TASK DIRECTIONS:
Set down exactly the first line of the entries and every line after it, through the line with "## Checklist".

RECORDS TO USE:
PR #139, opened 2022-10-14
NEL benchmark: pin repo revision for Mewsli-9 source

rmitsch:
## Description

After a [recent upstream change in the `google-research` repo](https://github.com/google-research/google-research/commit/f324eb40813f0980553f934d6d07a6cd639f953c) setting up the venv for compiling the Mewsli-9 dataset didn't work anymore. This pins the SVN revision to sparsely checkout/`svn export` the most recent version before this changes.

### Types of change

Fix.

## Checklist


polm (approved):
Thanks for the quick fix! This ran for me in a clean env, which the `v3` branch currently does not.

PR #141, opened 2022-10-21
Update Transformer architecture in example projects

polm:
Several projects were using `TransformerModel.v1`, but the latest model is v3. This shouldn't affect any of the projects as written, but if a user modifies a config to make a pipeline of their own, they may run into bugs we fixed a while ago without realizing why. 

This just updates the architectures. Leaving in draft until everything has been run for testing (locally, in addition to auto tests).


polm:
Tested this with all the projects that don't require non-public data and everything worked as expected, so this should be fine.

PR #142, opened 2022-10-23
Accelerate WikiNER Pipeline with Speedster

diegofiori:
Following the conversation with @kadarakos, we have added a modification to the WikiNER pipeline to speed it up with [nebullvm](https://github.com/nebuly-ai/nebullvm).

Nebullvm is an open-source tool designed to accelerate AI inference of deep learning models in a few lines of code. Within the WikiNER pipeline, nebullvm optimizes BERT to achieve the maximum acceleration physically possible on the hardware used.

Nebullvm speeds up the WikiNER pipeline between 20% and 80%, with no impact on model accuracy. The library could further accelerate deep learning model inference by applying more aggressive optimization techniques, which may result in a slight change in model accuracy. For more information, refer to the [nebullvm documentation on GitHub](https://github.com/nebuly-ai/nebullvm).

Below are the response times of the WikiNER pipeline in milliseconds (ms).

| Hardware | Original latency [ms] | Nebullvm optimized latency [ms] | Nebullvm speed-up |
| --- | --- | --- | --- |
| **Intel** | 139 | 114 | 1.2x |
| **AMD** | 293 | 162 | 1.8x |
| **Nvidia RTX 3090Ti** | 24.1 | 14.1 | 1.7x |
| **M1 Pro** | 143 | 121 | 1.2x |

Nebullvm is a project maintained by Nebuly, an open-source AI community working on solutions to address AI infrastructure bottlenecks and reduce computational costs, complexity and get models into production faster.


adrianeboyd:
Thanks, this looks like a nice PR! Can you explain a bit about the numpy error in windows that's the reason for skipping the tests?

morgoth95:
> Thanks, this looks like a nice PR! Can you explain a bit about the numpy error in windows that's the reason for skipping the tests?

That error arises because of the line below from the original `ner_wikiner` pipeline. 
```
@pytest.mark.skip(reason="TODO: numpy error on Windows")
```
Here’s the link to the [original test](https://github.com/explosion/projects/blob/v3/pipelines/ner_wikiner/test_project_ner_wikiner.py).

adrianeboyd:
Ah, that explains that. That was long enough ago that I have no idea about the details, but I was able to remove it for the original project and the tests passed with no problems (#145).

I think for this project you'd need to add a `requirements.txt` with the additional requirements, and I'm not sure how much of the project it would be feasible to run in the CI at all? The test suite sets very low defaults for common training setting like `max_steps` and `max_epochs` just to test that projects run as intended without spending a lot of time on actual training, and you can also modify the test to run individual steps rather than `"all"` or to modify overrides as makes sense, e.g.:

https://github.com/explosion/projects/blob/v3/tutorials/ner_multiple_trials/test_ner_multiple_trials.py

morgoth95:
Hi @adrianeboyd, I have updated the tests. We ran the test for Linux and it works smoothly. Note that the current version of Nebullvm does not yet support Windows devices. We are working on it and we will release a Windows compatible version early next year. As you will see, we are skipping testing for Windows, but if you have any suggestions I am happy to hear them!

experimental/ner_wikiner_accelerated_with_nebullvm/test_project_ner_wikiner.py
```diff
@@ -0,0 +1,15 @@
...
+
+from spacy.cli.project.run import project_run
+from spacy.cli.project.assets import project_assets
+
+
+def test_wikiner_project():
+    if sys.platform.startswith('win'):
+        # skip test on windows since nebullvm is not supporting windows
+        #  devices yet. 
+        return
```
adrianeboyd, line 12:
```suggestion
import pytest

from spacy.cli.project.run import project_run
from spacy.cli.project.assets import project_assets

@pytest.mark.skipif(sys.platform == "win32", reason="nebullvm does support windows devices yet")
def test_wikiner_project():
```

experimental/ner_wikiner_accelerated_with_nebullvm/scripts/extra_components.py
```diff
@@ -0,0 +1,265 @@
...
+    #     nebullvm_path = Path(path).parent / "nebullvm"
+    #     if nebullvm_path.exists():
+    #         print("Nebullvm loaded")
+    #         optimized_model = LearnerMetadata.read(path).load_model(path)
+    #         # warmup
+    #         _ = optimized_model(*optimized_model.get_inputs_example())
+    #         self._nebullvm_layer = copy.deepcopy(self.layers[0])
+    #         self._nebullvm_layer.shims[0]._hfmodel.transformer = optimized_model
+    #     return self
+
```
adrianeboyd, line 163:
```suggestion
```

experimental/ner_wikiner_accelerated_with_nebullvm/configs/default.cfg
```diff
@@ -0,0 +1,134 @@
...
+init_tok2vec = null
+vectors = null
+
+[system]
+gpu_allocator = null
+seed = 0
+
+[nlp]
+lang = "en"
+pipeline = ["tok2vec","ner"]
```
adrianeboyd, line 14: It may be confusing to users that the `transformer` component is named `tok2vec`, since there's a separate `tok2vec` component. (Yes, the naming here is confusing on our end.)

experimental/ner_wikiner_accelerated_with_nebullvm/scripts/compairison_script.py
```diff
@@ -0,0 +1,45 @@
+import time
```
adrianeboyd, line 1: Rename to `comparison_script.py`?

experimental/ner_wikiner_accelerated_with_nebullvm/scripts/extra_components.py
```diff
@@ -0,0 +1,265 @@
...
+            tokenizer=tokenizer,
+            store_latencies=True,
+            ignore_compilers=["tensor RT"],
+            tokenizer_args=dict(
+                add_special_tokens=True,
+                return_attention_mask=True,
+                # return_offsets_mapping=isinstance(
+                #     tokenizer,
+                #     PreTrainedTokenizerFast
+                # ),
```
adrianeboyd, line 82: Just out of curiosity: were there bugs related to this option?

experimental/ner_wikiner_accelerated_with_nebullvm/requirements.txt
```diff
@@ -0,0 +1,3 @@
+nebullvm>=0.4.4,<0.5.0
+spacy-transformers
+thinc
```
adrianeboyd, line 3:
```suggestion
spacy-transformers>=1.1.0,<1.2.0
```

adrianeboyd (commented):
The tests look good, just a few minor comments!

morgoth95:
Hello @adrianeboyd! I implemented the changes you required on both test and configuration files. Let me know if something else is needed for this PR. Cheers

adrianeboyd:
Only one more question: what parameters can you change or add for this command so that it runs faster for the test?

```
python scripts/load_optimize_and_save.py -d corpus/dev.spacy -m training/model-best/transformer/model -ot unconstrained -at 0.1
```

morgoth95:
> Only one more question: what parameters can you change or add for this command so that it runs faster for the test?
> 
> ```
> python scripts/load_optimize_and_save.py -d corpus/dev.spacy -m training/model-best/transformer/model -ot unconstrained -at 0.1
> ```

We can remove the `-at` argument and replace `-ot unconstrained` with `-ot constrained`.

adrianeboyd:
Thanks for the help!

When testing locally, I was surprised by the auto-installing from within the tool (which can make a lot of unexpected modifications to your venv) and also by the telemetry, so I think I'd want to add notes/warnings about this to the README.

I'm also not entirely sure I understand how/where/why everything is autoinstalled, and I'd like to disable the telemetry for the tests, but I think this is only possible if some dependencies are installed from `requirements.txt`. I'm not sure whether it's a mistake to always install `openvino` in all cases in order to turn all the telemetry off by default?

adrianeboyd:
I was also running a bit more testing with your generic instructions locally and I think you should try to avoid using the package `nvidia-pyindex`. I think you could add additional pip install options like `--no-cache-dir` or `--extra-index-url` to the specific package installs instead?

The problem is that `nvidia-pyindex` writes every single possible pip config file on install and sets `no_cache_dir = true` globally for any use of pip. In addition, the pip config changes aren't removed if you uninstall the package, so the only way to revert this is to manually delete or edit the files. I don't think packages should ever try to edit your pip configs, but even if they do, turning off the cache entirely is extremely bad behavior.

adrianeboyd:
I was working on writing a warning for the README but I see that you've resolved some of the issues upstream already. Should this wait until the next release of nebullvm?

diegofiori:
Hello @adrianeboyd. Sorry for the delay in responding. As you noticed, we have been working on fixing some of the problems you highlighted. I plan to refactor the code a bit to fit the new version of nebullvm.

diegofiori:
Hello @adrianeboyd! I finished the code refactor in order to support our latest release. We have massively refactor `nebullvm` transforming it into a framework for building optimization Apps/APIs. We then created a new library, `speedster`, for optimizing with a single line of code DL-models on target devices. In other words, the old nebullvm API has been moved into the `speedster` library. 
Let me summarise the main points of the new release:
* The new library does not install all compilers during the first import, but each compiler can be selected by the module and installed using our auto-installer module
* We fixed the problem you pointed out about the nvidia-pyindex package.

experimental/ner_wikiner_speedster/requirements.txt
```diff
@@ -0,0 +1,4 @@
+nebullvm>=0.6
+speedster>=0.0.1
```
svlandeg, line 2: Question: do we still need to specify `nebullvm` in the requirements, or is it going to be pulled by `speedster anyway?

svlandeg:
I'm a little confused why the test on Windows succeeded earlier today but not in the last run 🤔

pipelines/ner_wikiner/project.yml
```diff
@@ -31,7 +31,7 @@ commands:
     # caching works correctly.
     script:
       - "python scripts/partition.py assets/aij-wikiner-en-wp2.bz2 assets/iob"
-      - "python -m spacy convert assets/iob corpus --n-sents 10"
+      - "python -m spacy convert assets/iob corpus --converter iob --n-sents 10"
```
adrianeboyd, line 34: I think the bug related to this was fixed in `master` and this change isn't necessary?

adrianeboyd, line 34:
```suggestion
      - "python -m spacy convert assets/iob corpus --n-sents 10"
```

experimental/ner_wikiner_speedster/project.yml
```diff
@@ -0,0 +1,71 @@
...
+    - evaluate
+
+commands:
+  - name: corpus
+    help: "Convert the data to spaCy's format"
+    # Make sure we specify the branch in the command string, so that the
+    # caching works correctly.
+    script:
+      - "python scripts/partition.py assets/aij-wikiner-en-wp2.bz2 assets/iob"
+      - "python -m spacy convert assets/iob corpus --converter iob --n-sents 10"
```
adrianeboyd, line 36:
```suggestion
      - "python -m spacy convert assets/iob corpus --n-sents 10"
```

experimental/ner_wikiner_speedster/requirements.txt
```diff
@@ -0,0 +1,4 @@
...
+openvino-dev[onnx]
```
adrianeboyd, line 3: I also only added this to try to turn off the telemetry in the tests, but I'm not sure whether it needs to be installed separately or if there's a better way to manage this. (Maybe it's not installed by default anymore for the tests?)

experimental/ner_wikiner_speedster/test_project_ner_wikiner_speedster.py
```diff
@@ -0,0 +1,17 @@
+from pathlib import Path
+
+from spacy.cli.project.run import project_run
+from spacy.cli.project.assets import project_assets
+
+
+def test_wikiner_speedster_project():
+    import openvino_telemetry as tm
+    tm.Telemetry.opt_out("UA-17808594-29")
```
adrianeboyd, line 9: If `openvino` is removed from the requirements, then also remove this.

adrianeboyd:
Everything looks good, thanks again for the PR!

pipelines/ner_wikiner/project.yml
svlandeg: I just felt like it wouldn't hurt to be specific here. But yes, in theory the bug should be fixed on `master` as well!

RESPONSE FOR THIS EXERCISE:
PR #139, opened 2022-10-14
NEL benchmark: pin repo revision for Mewsli-9 source

rmitsch:
## Description

After a [recent upstream change in the `google-research` repo](https://github.com/google-research/google-research/commit/f324eb40813f0980553f934d6d07a6cd639f953c) setting up the venv for compiling the Mewsli-9 dataset didn't work anymore. This pins the SVN revision to sparsely checkout/`svn export` the most recent version before this changes.

### Types of change

Fix.

## Checklist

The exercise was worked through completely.